# 2005 Maxima Clutch Pedal issues



## halveen (Aug 16, 2009)

I have been doing some research on my 05 Max and have seen several similar post but none with an answer that sounds like resolved the problem.

I bought a 05 Maxima in Fall of 2007. It had 28000 miles on it. Now I have over 75000 on it. At about 35000 I had an issue with the clutch pedal. When depressed, the clutch pedal would not fully return to normal position. It would stay against firewall.

It would literally only return 1 to 2 inches. The clutch is certainly disengaged and the car does just fine. It was sometimes a bit difficult to shift because you only have the 1 inch of travel to shift... very awkward.

I took it in and of course they "Have never seen anything like it". Also, of course, I was unable to reproduce the problem when I brought it in. I took it to another place to have it looked at. They bled the line and were not sure if it would help, it did not.

I have had the problem recently and it is driving me crazy. People say maybe the master, maybe the slave, maybe the fluid... I also see several post of that not solving the issue.

It does seem to be more problematic when driving long distances and the summer has brought the issue up more than the winter.

Generally the clutch pedal travel will get better especially if I turn the car off for any period of time. Sometimes it gets better while driving.

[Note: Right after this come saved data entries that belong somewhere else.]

PR #3229, opened 2023-01-26
Unify iterators

rettinghaus:
This PR tries to unify iterators by not declaring counters before and trying to avoid casting when simply iterate by `size()` or `length()`.

### DIFF
--- a/src/bboxdevicecontext.cpp
+++ b/src/bboxdevicecontext.cpp
@@ -216,7 +216,7 @@ void BBoxDeviceContext::DrawPolygon(int n, Point points[], int xOffset, int yOff
     int y1 = points[0].y + yOffset;
     int y2 = y1;
 
-    for (int i = 0; i < n; i++) {
+    for (int i = 0; i < n; ++i) {
         x1 = std::min(x1, points[i].x + xOffset);
         x2 = std::max(x2, points[i].x + xOffset);
         y1 = std::min(y1, points[i].y + yOffset);
@@ -362,7 +362,7 @@ void BBoxDeviceContext::DrawMusicText(const std::u32string &text, int x, int y, 
     char32_t smuflGlyph = 0;
     if (setSmuflGlyph && (text.length() == 1)) smuflGlyph = text.at(0);
 
-    for (unsigned int i = 0; i < text.length(); i++) {
+    for (size_t i = 0; i < text.length(); ++i) {
         char32_t c = text.at(i);
         const Glyph *glyph = resources->GetGlyph(c);
         if (!glyph) {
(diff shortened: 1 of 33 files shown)


lpugin:
I like casting ;-). Didn't we have this discussion already? Keeping `int` everywhere is more unified than have `int` in some cases and `size_t` in others.

rettinghaus:
Well, we didn't have exactly _this_ discussion ;-). 

In some cases there was `unsigned int` used, in some other places already `size_t`. Just changed the cases where we don't do anything else than counting up, whenever the value is passed nothing was changed.

lpugin:
I added a clarification here https://github.com/rism-digital/verovio-reference-book/commit/6916eafe5071bbe56b6d489760534a017a56ac2e

Please adjust accordingly. Thanks!

rettinghaus:
Done.
NB: There are still some `size_t` left where `std::string::npos` is used.

craigsapp:
> In some cases there was unsigned int used, in some other places already size_t. Just changed the cases where we don't do anything else than counting up, whenever the value is passed nothing was changed.

They are similar but not the same (so you have to be careful), since different computers/OSes can have different sizes for the two types:

https://en.cppreference.com/w/c/language/arithmetic_types#Data_models

`std::string::npos` is `size_t` which could be 64-bits while `unsigned int` could be 32-bits at the same time. 

https://en.cppreference.com/w/c/types/size_t#:~:text=typedef%20%2F*implementation%2Ddefined*%2F,is%20not%20less%20than%2016.

> size_t is commonly used for array indexing and loop counting. Programs that use other types, such as unsigned int, for array indexing may fail on, e.g. 64-bit systems when the index exceeds [UINT_MAX](https://en.cppreference.com/w/c/types/limits) or if it relies on 32-bit modular arithmetic.

So you should not compare a `size_t` value to an `unsigned int` in the most general case since they could have different storage sizes, and in particular `std::string::npos` on a 64-bit computer cannot be compared to a 32-bit unsigned int without an error.

Doing so is OK, as long as you are not using values above the size that fits in 32-bits.   In other words, as long as a vector has less than 4 billion values, using unsigned int is OK (and less than 2 billion when using int).  But if you have a vector with more than 4 billion entries, you have to use the correct type, which is `size_t`.

There should be no problems caused when changing `unsigned int` to `size_t` since `size_t` is always larger or equal to `unsigned int`'s storage space.

> NB: There are still some size_t left where std::string::npos is used.

That is good since `size_t` is always larger or equal to `unsigned int` storage space, and is required with dealing with `std::string::npos`.

> Keeping int everywhere is more unified than have int in some cases and size_t in others.

There is `int` and there is `unsigned int`.  Comparing `int` to `size_t` values is obviously stupid, while comparing `unsigned int` to `size_t` values is subtly stupid.  I like int to avoid cases where an error in subtraction would otherwise generate a very large index into an array, so I like doing the obviously stupid thing.

The correct data type for `std::vector::operator[]` is `size_t`, so it might be better to avoid `unsigned int` in favor of `size_t`:

https://en.cppreference.com/w/cpp/types/size_t

> std::size_t can store the maximum size of a theoretically possible object of any type (including array). A type whose size cannot be represented by std::size_t is ill-formed. On many platforms (an exception is systems with segmented addressing) std::size_t can safely store the value of any non-member pointer, in which case it is synonymous with [std::uintptr_t](https://en.cppreference.com/w/cpp/types/integer).
>
>std::size_t is commonly used for array indexing and loop counting. Programs that use other types, such as unsigned int, for array indexing may fail on, e.g. 64-bit systems when the index exceeds [UINT_MAX](https://en.cppreference.com/w/cpp/types/climits) or if it relies on 32-bit modular arithmetic.
>
>When indexing C++ containers, such as [std::string](https://en.cppreference.com/w/cpp/string/basic_string), [std::vector](https://en.cppreference.com/w/cpp/container/vector), etc, the appropriate type is the member typedef size_type provided by such containers. It is usually defined as a synonym for std::size_t.

PR #3230, opened 2023-01-26
Remove SkipLayoutOnLoad and use --breaks instead

lpugin:
* Since the method / option was used only in the command-line, we can replace it with `--breaks none`

### DIFF
--- a/include/vrv/toolkit.h
+++ b/include/vrv/toolkit.h
@@ -626,13 +626,6 @@ public:
     ///@{
 
     /**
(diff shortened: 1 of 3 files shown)


rettinghaus:
Well, I used it in Python, but fine.

lpugin:
Yes, people who use it in Python need to change `.skipLayoutOnLoad()` to `.setOptions({ "breaks": "none"})`  - or add this option when they set some.

rettinghaus (approved):

PR #3232, opened 2023-01-26
Change option keyword

### LINKED ISSUE #3231: ResetXmlIdSeed
The toolkit references the` --xml-id-checksum` option, yet this is not available in the toolkit. 

And why is this needed at all when you can simply `setOptions({"xmlIdSeed": value})`?

rettinghaus:
I don't know, but this makes it clearer to me. Closes #3231


lpugin:
When options are referred to in the documentation we normally use the command line spelling (e.g., see `--spacing-staff` [here](https://book.verovio.org/advanced-topics/layout-options.html)). I would suggest to leave it the same here for consistency.

PR #1279, opened 2021-05-05
feat: update publisher options all the way through the topic object tree

### LINKED ISSUE #1103: topic.setPublishOptions fails to change batching settings
#### Environment details

  - OS: Linux
  - Node.js version: 12.x
  - npm version: 6.14.5
  - `@google-cloud/pubsub` version: 2.5.0

#### Steps to reproduce

  1. Create a topic
  2. Call `setPublishOptions` on the topic to change the batching settings
  3. Call `publish` or `publishJSON` on the topic to send a message
  4. Observe that new batching settings are not used

Probable root cause: `publisher.setOptions` doesn't propagate the new batching settings to its `this.queue` / `this.orderedQueues`: https://github.com/googleapis/nodejs-pubsub/blob/master/src/publisher/index.ts#L245

Workaround: always include batching options when creating the topic object.

feywind:
This also adds a defaults getter (`getPublishOptionDefaults()`) for publishing options.

Fixes #1103 🦕🦖🐢

### DIFF
--- a/src/publisher/index.ts
+++ b/src/publisher/index.ts
@@ -206,14 +206,19 @@ export class Publisher {
       queue.resumePublishing();
     }
   }
+
   /**
-   * Sets the Publisher options.
+   * Returns the set of default options used for {@link Publisher}. The
+   * returned value is a copy, and editing it will have no effect elsehwere.
+   *
+   * This is a non-static method to make it easier to access/stub.
    *
    * @private
    *
-   * @param {PublishOptions} options The publisher options.
+   * @returns {PublishOptions}
    */
-  setOptions(options = {} as PublishOptions): void {
+  getOptionDefaults(): PublishOptions {
+    // Return a unique copy to avoid shenanigans.
     const defaults = {
       batching: {
         maxBytes: defaultOptions.publish.maxOutstandingBytes,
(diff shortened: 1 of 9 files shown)


feywind:
I'll look at the Kokoro ones tomorrow.

src/publisher/index.ts
```diff
@@ -236,14 +254,28 @@ export class Publisher {
 
     this.settings = {
       batching: {
-        maxBytes: Math.min(batching.maxBytes, BATCH_LIMITS.maxBytes!),
-        maxMessages: Math.min(batching.maxMessages, BATCH_LIMITS.maxMessages!),
-        maxMilliseconds: batching.maxMilliseconds,
+        maxBytes: Math.min(batching!.maxBytes!, BATCH_LIMITS.maxBytes!),
+        maxMessages: Math.min(
+          batching!.maxMessages!,
```
JustinBeckwith, line 259: All the `!` makes me nervous we're committing TypeScript abuse - are these truly nullable?

JustinBeckwith (approved):

src/publisher/index.ts
feywind: They're not in this particular case, unless `promisifyAll()` is breaking things for you (argh). It's using `extend()` to pull in a full tree of defaults. The original had the defaults inside the same method, so it was anonymously typed with non-nullable values.

Can we refer to these expressions where every value is followed by `!` as "the big bang"? >_>

PR #1262, opened 2021-04-16
samples: add schema samples, typescript sample support

feywind:
fixes: https://github.com/googleapis/nodejs-pubsub/issues/1220

The remainder of this PR is about adding schema sample snippets, as well as some preliminary TypeScript snippet support. There are still some linting issues with the generated samples, and I wanted to talk about the method used here before committing to it, so it's still marked as a work in progress.

PR #1296, opened 2021-05-21
tests: add system tests for schema additions

feywind:
This is another piece broken off from the work in: https://github.com/googleapis/nodejs-pubsub/pull/1262

### DIFF
--- a/system-test/pubsub.ts
+++ b/system-test/pubsub.ts
@@ -625,15 +625,18 @@ describe('pubsub', () => {
     it('should ack the message', done => {
       const subscription = topic.subscription(SUB_NAMES[1]);
 
-      let errored = false;
+      let finished = false;
       subscription.on('error', () => {
-        errored = true;
-        subscription.close(done);
+        if (!finished) {
+          finished = true;
+          subscription.close(done);
+        }
       });
       subscription.on('message', ack);
 
       function ack(message: Message) {
-        if (!errored) {
+        if (!finished) {
+          finished = true;
           message.ack();
           subscription.close(done);
         }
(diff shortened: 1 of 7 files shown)


system-test/pubsub.ts
```diff
@@ -1023,6 +1031,153 @@ describe('pubsub', () => {
...
+    });
+
+    it('should list schemas', async () => {
+      const schemaId = await setupTestSchema();
+
+      const basicList = await aiToArray(
+        pubsub.listSchemas(SchemaViews.Basic),
+        schemaId
+      );
+      assert.strictEqual(basicList.length, 1);
```
tmatsuo, line 1092: What about concurrent builds? Will it still suceeds?

system-test/pubsub.ts
```diff
@@ -1023,6 +1031,153 @@ describe('pubsub', () => {
...
+      assert.strictEqual(basicList[0].definition, '');
+
+      const fullList = await aiToArray(
+        pubsub.listSchemas(SchemaViews.Full),
+        schemaId
+      );
+      assert.strictEqual(fullList.length, 1);
```
tmatsuo, line 1099: ditto

system-test/pubsub.ts
```diff
@@ -1023,6 +1031,153 @@ describe('pubsub', () => {
...
+        await pubsub.validateSchema({
+          type: SchemaTypes.Avro,
+          definition: fakeSchemaDef,
+        });
+      } catch (e) {
+        assert.ok(e);
+      }
+    });
+
+    // The server doesn't seem to be returning proper responses for this.
```
tmatsuo, line 1147: Maybe you can file an issue for tracking?

tmatsuo (approved):

system-test/pubsub.ts
```diff
@@ -1023,6 +1031,153 @@ describe('pubsub', () => {
...
+    // Commenting out for now, until it can be discussed.
```
bcoe, line 1148: by convention, I would put this as a:

```
//  TODO(feywind): uncomment this test
```

In the future, I think we might even automatically open issues when folks do this.

system-test/pubsub.ts
feywind: Good question, though I think it will be okay, because `aiToArray` filters by schema ID. Those are using a unique ID generated per run.

PR #1311, opened 2021-06-11
tests: attempt to make some tests more deterministic

feywind:
This is an attempt to fix a few non-deterministic things that popped up from the schema sample tests.

### DIFF
--- a/samples/system-test/schema.test.ts
+++ b/samples/system-test/schema.test.ts
@@ -23,7 +23,7 @@ import {
   Topic,
 } from '@google-cloud/pubsub';
 import {assert} from 'chai';
-import {describe, it, afterEach} from 'mocha';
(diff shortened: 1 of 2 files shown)


samples/system-test/schema.test.ts
```diff
@@ -202,12 +202,13 @@ describe('schema', () => {
     assert.include(output, schema.id);
     assert.include(output, 'deleted.');
 
-    try {
+    // Because of caching delays, this can't be deterministic without a big wait.
+    /*try {
```
bcoe, line 206: Is this commented out intentionally?

bcoe (approved):

samples/system-test/schema.test.ts
feywind: (discussed internally)

PR #1333, opened 2021-06-22
samples: add samples for sending and receiving large messages using files

feywind:
Add samples for sending and receiving large messages, from and to files, respectively.

This is at the request of the Cloud console team, so that users have a way to manually pull large messages for testing.

I decided to switch the sample tests to TypeScript while I was adding new ones anyway, and I discovered an error in the test for dead letter queues, so that is also fixed in here.


anguillanneuf:
@feywind Would you provide the internal bug where the request is made? 

My concern is that writing messages to files isn't a Pub/Sub feature per se. But maybe I'm missing some context.

anguillanneuf:
I see it b/191182578. I believe there's some misunderstanding here. The `gcloud` method for pulling is not referring to the async pull but is equivalent to https://github.com/googleapis/nodejs-pubsub/blob/5127df489b08d29ea3ea5a1c71489c47f27c2ce4/samples/synchronousPull.js#L62

So this PR doesn't really address the issue in the original PR. Makes sense?

PR #1359, opened 2021-07-27
feat: add publisher side flow control

### LINKED ISSUE #1081: RFC: limit simutanous publish requests
Following on from this question: https://stackoverflow.com/questions/63286981/gcp-pubsub-why-does-publishing-200k-messages-rapidly-result-in-2-5-million-mess

If I've understood the issue correctly, basically when we throw lots of messages at the client/sdk rapidly it correctly splits them into batches but does not limit the number of simultaneous gRPC publish requests that are made.

These requests are (as far as I can tell) going over a single http2 connection, which in nodejs by default is limited to 100 concurrent streams

> peerMaxConcurrentStreams <number> Sets the maximum number of concurrent streams for the remote peer as if a SETTINGS frame had been received. Will be overridden if the remote peer sets its own value for maxConcurrentStreams. Default: 100.
ref: https://nodejs.org/api/http2.html

As far as I can tell in the instance of pubsub we are either:
* Taking this default of 100
* Reducing the value to 1/2 (based on `rg -uu max_concurrent_streams`)
* Or accepting a value set by the server side unknown to me

I believe that by issuing so many simultaneous requests that they get gummed up, exceed the deadline (or some other condition) and are automatically retried as per the retry behaviour specified here: https://github.com/googleapis/nodejs-pubsub/blob/master/src/v1/publisher_client_config.json#L13-L21

I'm not very familiar with the code base, especially the `google-gax` / `grpc-js` parts so I'm hoping someone with deeper knowledge can confirm this theory.

I think the problem can be solved by doing something along the lines of this:
https://github.com/googleapis/nodejs-pubsub/compare/master...mnahkies:mn/limit-num-of-inflight-publish-requests?expand=1

I haven't yet tested that solution, but plan to test this and if it fits in with the project direction can refine it and write unit tests etc

feywind:
This PR adds publisher side flow control support, which lets you throttle the amount of messages being sent by bytes or message count.

Work in progress, to get CI.


feywind:
Fixes: https://github.com/googleapis/nodejs-pubsub/issues/1081

src/topic.ts
```diff
@@ -797,6 +797,38 @@ export class Topic {
...
+   *
+   * @example
+   * const messageIdPromises: Promise<string>[] = [];
+   * for (let i = 0; i < 1000; i++) {
+   *   const [idPromise] = await topic.publishWithFlowControl(messageBuffer);
+   *   messageIdPromises.push(idPromise);
+   * }
+   * const ids = await Promise.all(messageIdPromises);
+   */
+  publishWithFlowControl(
```
kamalaboulhosn, line 825: I'm not sure `publishWithFlowControl` is the right name given they can also publish with the "error" flow control and that is still publishing with flow control. The coalescing Promises is kind of frustrating. I think it makes the method much more confusing. Confusing enough that it kind of makes me want to go back to the idea of having something like:

```
const messageIdPromises: Promise<string>[] = [];
for (let i = 0; i < 1000; i++) {
  await topic.readyForPublish(messageBuffer);
  const idPromise = topic.publish(messageBuffer);
  messageIdPromises.push(idPromise);
}
const ids = await Promise.all(messageIdPromises);
```

Maybe for Node, it doesn't make sense to have a "Pause" mode, just have "Ignore" (default) and "Error." If one is in "Error" mode, then one can avoid the error by waiting on the Promise returned by `readyForPublish`, which can guarantee that a slot is available. Thoughts?

src/publisher/flow-control.ts
```diff
@@ -0,0 +1,197 @@
...
+ */
+
+import * as defer from 'p-defer';
+
+/**
+ * @typedef PublisherFlowControlAction Options for flow control actions
+ *
+ * @property {number} Ignore Ignore all flow control; don't take any action
+ *     based on outstanding requests.
+ * @property {number} Pause When flow control limits are exceeded, clients
```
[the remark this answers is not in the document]
feywind: Yeah, I was a little bit weird with "block" simply because you really don't block in Node (it has a different meaning). I can make it block if we want to be consistent, though.

src/topic.ts
feywind: Yeah, I went back and forth on this a number of times. I agree this method is really confusing. :| But also, it's safer and easier from my experimentation to take care of the waiting down inside the library. I think I'd rather keep that structure, but I am totally open to new ideas about the method name and/or how to do the nested wait.

kamalaboulhosn: I just have a really strong aversion to the introduction of Array. It feels like a hack. Given the choice between making the user do it by having a separate method or having to use the Array because of coalescing promises, I think the former is much cleaner.

feywind:
Adding `owlbot:ignore` because this adds samples.

samples/system-test/topics.test.ts
```diff
@@ -100,6 +100,22 @@ describe('topics', () => {
...
+      .get({autoCreate: true});
+    const output = execSync(
+      `${commandFor('publishWithFlowControl')} ${topicNameThree}`
+    );
+    const receivedMessage = await _pullOneMessage(subscription);
+    assert.strictEqual(receivedMessage.data.toString(), 'test!');
+    assert.ok(output.indexOf('Published 1000 with flow control settings') >= 0);
+
+    // Junk any remaining published messages.
+    await subscription.seek(new Date(Date.now()));
```
JustinBeckwith, line 116: I think this is the same as `new Date()` right?

samples/system-test/topics.test.ts
```diff
@@ -100,6 +100,22 @@ describe('topics', () => {
...
+    const [subscription] = await pubsub
+      .topic(topicNameThree)
+      .subscription(subscriptionNameOne)
+      .get({autoCreate: true});
+    const output = execSync(
+      `${commandFor('publishWithFlowControl')} ${topicNameThree}`
+    );
+    const receivedMessage = await _pullOneMessage(subscription);
+    assert.strictEqual(receivedMessage.data.toString(), 'test!');
+    assert.ok(output.indexOf('Published 1000 with flow control settings') >= 0);
```
JustinBeckwith, line 113: This is where chai's `assert.include` is quite nice.  It will show proper diffs when the test failed instead of a failed boolean assertion.

src/publisher/index.ts
```diff
@@ -76,7 +83,12 @@ export class Publisher {
   settings!: PublishOptions;
   queue: Queue;
   orderedQueues: Map<string, OrderedQueue>;
+  flowControl: FlowControl;
+
   constructor(topic: Topic, options?: PublishOptions) {
+    this.flowControl = new FlowControl(
+      options?.flowControlOptions ?? flowControlDefaults
```
JustinBeckwith, line 90: I think `||` would be safer than `??` here.  If someone passed `''` or `0` (I have no idea why they would), the only difference is `||` would correctly use the flow defaults.

src/publisher/pubsub-message.ts
```diff
@@ -0,0 +1,83 @@
...
+ * See the License for the specific language governing permissions and
+ * limitations under the License.
+ */
+
+import {google} from '../../protos/protos';
+
+/**
+ * Strings are the only allowed values for keys and values in message attributes.
+ */
+export interface Attributes {
```
JustinBeckwith, line 22: This type kinda exists as `Record<string, string>` https://www.typescriptlang.org/docs/handbook/utility-types.html#recordkeystype

src/publisher/pubsub-message.ts
```diff
@@ -0,0 +1,83 @@
...
+
+  let size = 0;
+
+  if (msg.data) {
+    size += msg.data.length;
+  }
+  if (msg.attributes) {
+    const attrs = msg.attributes;
+    for (const key of Object.getOwnPropertyNames(attrs)) {
+      const val = key + (attrs[key] ?? '');
```
JustinBeckwith, line 76: Same question above about `??` - do we explicitly want to treat empty strings as defined here?

test/publisher/flow-control.ts
```diff
@@ -0,0 +1,99 @@
...
+describe('Flow Controller', () => {
+  const optionsDefault: fc.FlowControlOptions = {
+    maxOutstandingMessages: 5,
+    maxOutstandingBytes: 100,
+  };
+
+  it('does basic bookkeeping correctly', async () => {
+    const flowPause = new fc.FlowControl(optionsDefault);
+    await flowPause.willSend(10, 1);
+    assert.strictEqual((flowPause as any).bytes, 10);
```
JustinBeckwith, line 34: huh - why the `as any` casts?

test/publisher/flow-publisher.ts
```diff
@@ -0,0 +1,133 @@
...
+    this.flowControl.setOptions(options.flowControlOptions!);
+  }
+}
+
+describe('Flow control publisher', () => {
+  let publisher: Publisher;
+  let sandbox: sinon.SinonSandbox;
+
+  beforeEach(() => {
+    sandbox = sinon.createSandbox();
```
JustinBeckwith, line 44: You don't have to create the sandbox each time - you can create it once in the `before` (or just above assign it.  The `sandbox.restore()` does the resetting for you.

samples/system-test/topics.test.ts
feywind: Probably! :) I'm used to moment now...

samples/system-test/topics.test.ts
feywind: I thought we were trying to work ourselves away from chai and just use the built in asserts? I'm happy to use the chai ones!

src/publisher/pubsub-message.ts
feywind: I'm sliiiightly nervous about changing this at this point simply because it was moved from another file, and is already exposed to users indirectly. But it sounds like it should be pretty equivalent.

src/publisher/pubsub-message.ts
feywind: To be fair, the values are checked against not being strings before the code gets to this point, but since it's exposed to users, I figured it should try to deal with potential gross input. I guess one possibility here is to do the string type check here as well.

test/publisher/flow-control.ts
feywind: The `.bytes` is private on the class. This is poking in to check the counters. There's probably no terribly compelling reason not to expose this as a readonly getter, so I might do that.

src/publisher/pubsub-message.ts
feywind: Actually I was wrong, I marked this one `@private`. So I'm just going to `||` to avoid breaking anyone who was somehow slipping the values through already.

JustinBeckwith (approved):

PR #1371, opened 2021-08-10
fix: export publish and subscribe options

### LINKED ISSUE #1227: Export types for publish/subscriber options
Hi

It would be great if the types for SubscriberOptions and PublishOptions would be exported. Most of the other option types are exported properly, these seem to have been missed. Is there any particular reason they shouldn't be exported? 

If its not intentional, this seems to be rather straightforward. I do not know if or when I'll be able to get a CLA request through so I didn't open a PR yet.

```diff
diff --git c/src/index.ts w/src/index.ts
index 8320ea3..15389ac 100644
--- c/src/index.ts
+++ w/src/index.ts
@@ -90,7 +90,8 @@ export {
   TestIamPermissionsCallback,
   IAM,
 } from './iam';
-export {Attributes, PublishCallback} from './publisher';
+export {Attributes, PublishCallback, PublishOptions} from './publisher';
+export {BatchPublishOptions} from './publisher/message-batch';
 export {PublishError} from './publisher/publish-error';
 export {
   PageOptions,
@@ -114,7 +115,7 @@ export {
   SeekResponse,
   Snapshot,
 } from './snapshot';
-export {Message} from './subscriber';
+export {Message, SubscriberOptions} from './subscriber';
 export {
   PushConfig,
   SubscriptionMetadata,
```

*update*: added BatchPublishOptions as it is needed because its part of PublishOptions

feywind:
Fixes https://github.com/googleapis/nodejs-pubsub/issues/1227

Some of the options objects that are passed down deep don't have all of the types exposed, so users of TypeScript can't set them gracefully.

### DIFF
--- a/src/index.ts
+++ b/src/index.ts
@@ -90,7 +90,8 @@ export {
   TestIamPermissionsCallback,
   IAM,
 } from './iam';
-export {Attributes, PublishCallback} from './publisher';
+export {Attributes, PublishCallback, PublishOptions} from './publisher';
+export {BatchPublishOptions} from './publisher/message-batch';
 export {PublishError} from './publisher/publish-error';
 export {
   PageOptions,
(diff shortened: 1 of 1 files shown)


alexander-fenster (approved):
New export is normally considered a `feat:` IIRC. Other than that, LGTM!

PR #1402, opened 2021-09-24
fix: deprecate maxExtension in favour of maxExtensionMinutes

### LINKED ISSUE #1208: Default option `maxExtensionMinutes` is treated as seconds
The default options is set as 60 minutes:

https://github.com/googleapis/nodejs-pubsub/blob/ccebf72508ba9f410c539eedaa879ec6fa423c0b/src/default-options.ts#L29-L31

The value `60` is applied here:

https://github.com/googleapis/nodejs-pubsub/blob/74fc12e8d1e26939309748536bfecb751be0f079/src/lease-manager.ts#L188

However `maxExtension` is documented as being a value in seconds, defaulting to `60`:

https://github.com/googleapis/nodejs-pubsub/blob/74fc12e8d1e26939309748536bfecb751be0f079/src/lease-manager.ts#L39-L40

Arguably the default should be `1` and when that default is applied it needs to be modified by 60.

feywind:
Background: maxExtension was incorrectly interpreted as seconds in the LeaseManager. This means that if users were relying on client side lease extension in subscribers, they would not actually extend leases for 60 minutes, but only 60 seconds. Also if the user passed in values, they'd be interpreted incorrectly. This PR deprecates the old field in favour of a new one that's explicitly named like the defaults, but also converts the old value if needed.

Fixes: https://github.com/googleapis/nodejs-pubsub/issues/1208

### DIFF
--- a/src/lease-manager.ts
+++ b/src/lease-manager.ts
@@ -182,10 +182,22 @@ export class LeaseManager extends EventEmitter {
    * Sets options for the LeaseManager.
    *
    * @param {FlowControlOptions} [options] The options.
+   *
+   * @throws {RangeError} If both maxExtension and maxExtensionMinutes are set.
+   *
    * @private
    */
   setOptions(options: FlowControlOptions): void {
-    // Convert the old deprecated maxExtension to avoid breaking clients.
+    // Convert the old deprecated maxExtension to avoid breaking clients,
+    // but allow only one.
+    if (
+      options.maxExtension !== undefined &&
+      options.maxExtensionMinutes !== undefined
+    ) {
+      throw new RangeError(
+        'Only one of "maxExtension" or "maxExtensionMinutes" may be set for subscriber lease management options'
+      );
+    }
     if (
       options.maxExtension !== undefined &&
       options.maxExtensionMinutes === undefined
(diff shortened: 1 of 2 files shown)


anguillanneuf (approved):
LGTM. Looks like the Node.js [sample](https://cloud.google.com/pubsub/docs/pull#flow_control) just uses `maxMessages`. Can you think of any other places we need to update?

src/lease-manager.ts
```diff
@@ -182,10 +185,19 @@ export class LeaseManager extends EventEmitter {
    * @private
    */
   setOptions(options: FlowControlOptions): void {
+    // Convert the old deprecated maxExtension to avoid breaking clients.
+    if (
+      options.maxExtension !== undefined &&
```
JustinBeckwith, line 190: What happens if both are defined?

JustinBeckwith (approved):
LGTM with nit.

feywind:
> LGTM. Looks like the Node.js [sample](https://cloud.google.com/pubsub/docs/pull#flow_control) just uses `maxMessages`. Can you think of any other places we need to update?

I think this is maxMessages rather than maxExtension, should be unchanged.

PR #1415, opened 2021-11-03
chore(cloud-rad): Add code fencing

fhinkel:
Code examples need code fencing around them to distingish from
rich text for TSDoc.

Internally b/179483748

Script used:
https://github.com/fhinkel/cloud-rad-script/blob/main/fixExampleComments.js


feywind (approved):
Interesting! Is it at all meaningful to try to specify a language on the fences?

fhinkel:
It's legal in TSDoc, not sure it'll make it all the way into Devsite. But it shouldn't be necessary.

Does this makes sense to anyone? Please help.


----------



## PbLead (Aug 8, 2009)

I would replace the master cylinder and the slave cylinder. It's the only guaranteed fix if it's a hydraulic system issue. I would however have it done by a dealer because the master cylinder needs to be adjusted so the clevis pin floats freely when the pedal is released. And really no one else knows anything about that. Also bleeding them is a bitch. The only other thing it could be is the pressure plate.


----------



## halveen (Aug 16, 2009)

*Thanks*

I am going to have someone look at those items. That has been about the extent of suggestions. It has been a bit annoying... I have seen other people replace these 2 and it has not worked. If I get some feedback, I will let you know. Thanks.


----------